Take a look at this interface name IPersonService.
It has three methods. Any client that implements this interface will have to implement these methods.
Now let's take this Child class that implements the IPersonService Interface.
For a child, the SetSalary() method and the Salary property do not make sense!
The client (child class) depends on an interface that it does not use. ❌
The interface is only partially implemented 😒.
See that method throwing the NotImplementedException() ? It's a good sign that you're violating the Interface Segregation Principle.
This isn't so bad here, but it will become a problem with larger interfaces. It introduces higher coupling ( I like to think of high coupling as classes being super-glued together and tougher to separate). Future changes to the code will be more difficult.
How do we remedy this?
Split the interface into more cohesive interfaces.
The IPersonSalaryService is an interface that defines members related to a person's salary.
The IPersonNameService does the same for members related to a person's name. Both are more cohesive than the original IPersonService.
Now our client code (Child class) can depend on code that it actually uses. Much better. 😎
We can easily implement multiple classes in C# using this syntax. Take a look at this Adult class. It depends on code (the two interfaces) that it actually uses. ✅
5. The Dependency Inversion Principle (DIP)
The Dependency Inversion Principle states that
"High-level modules should not depend on low level modules. Both should depend on abstractions.
Abstractions should not depend on details. Details should depend on abstractions"
In a C# project, your project references will point in the direction your dependencies.
In domain driven design or onion architecture as it's sometimes called, the references will point away from low-level (implementation code) and towards your business logic / domain layer.
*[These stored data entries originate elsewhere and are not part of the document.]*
PR #973, opened 2020-06-16
Nerfs the E-Swords Damage a tiny bit.

Dark1Star3s:
Not entirely sure how much this will effect the sword, but it's a tiny nerf. Hopefully I won't have to do another one. >_>

* Changed: Damage from 45 to 30.

### DIFF
--- a/code/game/objects/items/weapons/melee/energy.dm
+++ b/code/game/objects/items/weapons/melee/energy.dm
@@ -121,7 +121,7 @@
 	name = "energy sword"
 	desc = "May the force be within you."
 	icon_state = "sword0"
-	active_force = 45
+	active_force = 30
 	active_throwforce = 20
 	force = 3
 	throwforce = 5


TheOrleans:
No to salt prs.

Sparrowbird611:
*breathes in*

~~SALT PR REEEEE~~

Just kidding.

Jokes aside however, I'd like to point out two things. First off, I'd suggest testing sheep's new changes to traitor item prices, including stim packs and e sword. Secondly, if you are intent on this, I would not advise keeping it at the current 58 TC price. 36-42 would seem more appropriate.

Roland410:
I'm downvoting as well because you've provided no proof this changes anything about it in real situations (or even in testing), so in short, test it at the very least, and adjust it then. What Sparrow said as well, because if it does less damage, it should not cost as much either.

BurgerLUA:
Needs more feedback.

BurgerLUA:
Probably needs a poll.

PR #983, opened 2020-06-18
Blacklists adjudicator, bailiff, infantry and cyborgs from antags

Roland410:
🆑Roland410
tweak:Blacklists the Adjudicator, Bailiff, and infantry from all antags except changeling.
tweak:Blacklists cyborgs from being traitors.
tweak:Allows psychiatrist (counselor) to be a cultist again, as this is a leftover.
/🆑
As I've discussed with Carl a while ago that I'd do it for him, antagbans infantry (even if it's not in play right now), and @Sparrowbird611 asked to antagban the Adjudicator (went ahead and did it to the Bailiff as well).
I've also blacklisted cyborgs from traitor as it makes no sense to allow them to do so, since they don't provide anything really to a round. They can still be emagged and subverted with laws, but it won't let them be roundstart antags basically.


Tristan63:
more antag ban for things that never get picked anyway

PR #990, opened 2020-06-20
Revert "Regeneration and minor balance changes."

ProbablyCarl:
bugs galore

was this even tested?


Roland410:
It was actually, I just forgot about the surgery part of it (and probably shouldn't have given it to synthetics lmao).

PR #993, opened 2020-06-20
Ascent tweaks.

Sparrowbird611:
After some feedback and internal testing, I've made this PR.

Gyne armor was lowered a tier, down to BALLISTIC_RIFLE. It's still strong armor, but not as excessive as BALLISTIC_AP.

The Particle lance was tweaked. While unintentional, it seemed to cause seizures regardless of armor. It's new stats are similar to the stun rifle, but hit scan, and with a low clip that self recharges. Generally, if you miss the first shots, the foe is going to land multiple rounds into you before you can fire again.


SouthyOsmanli:
As far as I know - the bit about the lance was.. intentional. Or at least known about and not fixed for awhile.

BurgerLUA:
Failing tavis.

BurgerLUA:
Travis is failing because of another PR.

PR #999, opened 2020-06-23
The new defualt for a failed vote is traitor

Jackofashepard:
You ever vote for merc and get denied because not enough people have their prefs on? 
You were looking for antag !FUN! but now it defaults to extended, lame!

No more, this is the PR for you, this changes the default to traitor instead of extended.

### DIFF
--- a/code/controllers/subsystems/ticker.dm
+++ b/code/controllers/subsystems/ticker.dm
@@ -11,7 +11,7 @@ SUBSYSTEM_DEF(ticker)
 	var/list/gamemode_vote_results  //Will be a list, in order of preference, of form list(config_tag = number of votes).
 	var/bypass_gamemode_vote = 0    //Intended for use with admin tools. Will avoid voting and ignore any results.
 
-	var/master_mode = "extended"    //The underlying game mode (so "secret" or the voted mode). Saved to default back to previous round's mode in case the vote failed. This is a config_tag.
+	var/master_mode = "traitor"    //The underlying game mode (so "secret" or the voted mode). Saved to default back to previous round's mode in case the vote failed. This is a config_tag.
 	var/datum/game_mode/mode        //The actual gamemode, if selected.
 	var/round_progressing = 1       //Whether the lobby clock is ticking down.
 
--- a/code/game/gamemodes/traitor/traitor.dm
+++ b/code/game/gamemodes/traitor/traitor.dm
@@ -12,7 +12,7 @@
 		but the painful reminder that space is cruel and unforgiving."
 	config_tag = "traitor"
 	required_players = 0
-	required_enemies = 1
+	required_enemies = 0
 	antag_tags = list(MODE_TRAITOR)
 	votable = 1
 	antag_scaling_coeff = 5


Hekzder:
In lieu of a removal of Extended, this is probably the next best thing.

Roland410:
This PR solves nothing and will cause more issues. Extended is the fallback mode because it doesn't need any antags and as such can be started without even any players being in the round.
As much as I dislike extended, it'll only make matters worse to have the default something that needs antags, especially since most people don't seem to have most single antags enabled from my experience.

JohnBigless:
Extended is probably a default gamemode for the sake of being even able to start a round during extreme lowpop. AFAIK, shit will break.

SouthyOsmanli:
Common issues are that no one readied-up has traitor or any sort of antag set to on - this is right next to the issue that no one readies up anyway. 

A solution is **forcing** people to play antag even if they don't have their prefs set to it like some other servers do; because the amount of times I've been on server during 30 pop to see the server trying to roll new antags - failing and having only 1 out of 5 possible antags (yet like 5 out of 5 renegades) is astounding.

Jackofashepard:
Actually, traitor requires 0 people with their traitor prefs on, in other words even in a event where there are 0 people on server or 0 with the prefs on it'll be exactly like extended and not break the server. This WILL however stop extended from being the defauly once a vote like merc fails where people actually want antags but get extended instead.

Jackofashepard:
image

Roland410:
If you check one line below, it needs at least one antag.
https://github.com/BoHBranch/BoH-Bay/blob/c7ef869fe9e262f42608689ee46a1281f0772a10/code/game/gamemodes/traitor/traitor.dm#L15

Jackofashepard:
Problem solved

Roland410:
DNM until staff decides.

BurgerLUA:
Not sure if I like this PR honestly, or at least, half of it. The default gamemode should be extended but I do think that autotratior should have 0 enemies required.

Hekzder:
> Not sure if I like this PR honestly, or at least, half of it. The default gamemode should be extended but I do think that autotratior should have 0 enemies required.

The default mode being Extended is frankly not good with rounds that are about 3h20m on average. That means a bungled vote will result in the next 3h20m being no antags AKA generally boring, **especially** for the likely majority of people that voted for an antag mode. 

Say the scenario is: Majority voted for Merc, not enough antags/players readied for Merc. I can say with almost certainty that every player who voted for Merc (the majority of players) would rather play Traitor than be stuck on Extended for the next 3h20m _minimum_. 

I've never understood the argument for Extended, the argument I've heard most commonly is "I want to RP", which doesn't make sense to me. The implication that RP doesn't occur on antag modes is patently false, obviously it's somewhat of an exaggeration, but for me personally, the best RP situations and scenarios I've had play out on this server have been on antag rounds as a result of antag actions. Because, surprisingly, conflict and unexpected things happening makes for good RP, in my opinion atleast. Sitting in your department for three hours making small talk because nothing is happening and a chunk of the server left when it turned Extended is not fun, in my opinion. 

To put it in a different perspective, the people who play/want Extended because they want to RP, can still RP on literally any mode. The people who play/want antag modes because they want conflict, antags, or just generally want more interesting rounds will rarely get conflict, definitely not get antags, and hardly get a more interesting round out of Extended. 

But yeah, that's my thoughts on Extended vs Traitor as a default mode, some of them atleast.

Roland410:
Even though I like the idea of this PR, staff decided against it, and as such I'm closing it.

You can think of high-level code as being more process-orientated. It's more abstract and more concerned with the business rules.
Low level code is the plumbing code.
Here's an example showing what high-level code and low-level code might look like in a program.
The Domain layer is just concerned with publishing a course. As we move to lower level code we get more concrete. See changes to the course status id - this is low level code (In the context of a language like C#).
Abstractions are generally achieved using interfaces and abstract base classes.
@ardalis put it really well when he said that they're generally types that can't be instantiated (Read, you can't make a new object from them).
Abstractions define a contract, they don't do the work
Abstractions specify WHAT should be done without telling us HOW they should be done.
Again, thinking of abstractions in terms of a contract is a useful exercise.
I like to think of an abstraction speaking to any class that depends on the abstraction as saying something like:
"This is what you must do, I don't care how you do it." - Abstraction speaking to a class that depends on it.
This may seem stupid. It helps me understand abstractions and interfaces and how they can be used to make programs easier to design and manage.
If it's stupid, but works, it ain't stupid!
So that's it, by now you'll have a better understanding of these 5 principles and you can start incorporating them into your work. You'll be aware of them if nothing else and being aware of them is half the battle.
I first learned about these principles in my University but what really drove them home was the SOLID Principles for C# developers course by Steve Smith on Pluralsight called 'SOLID Principles for C# Developers'. I highly recommend it.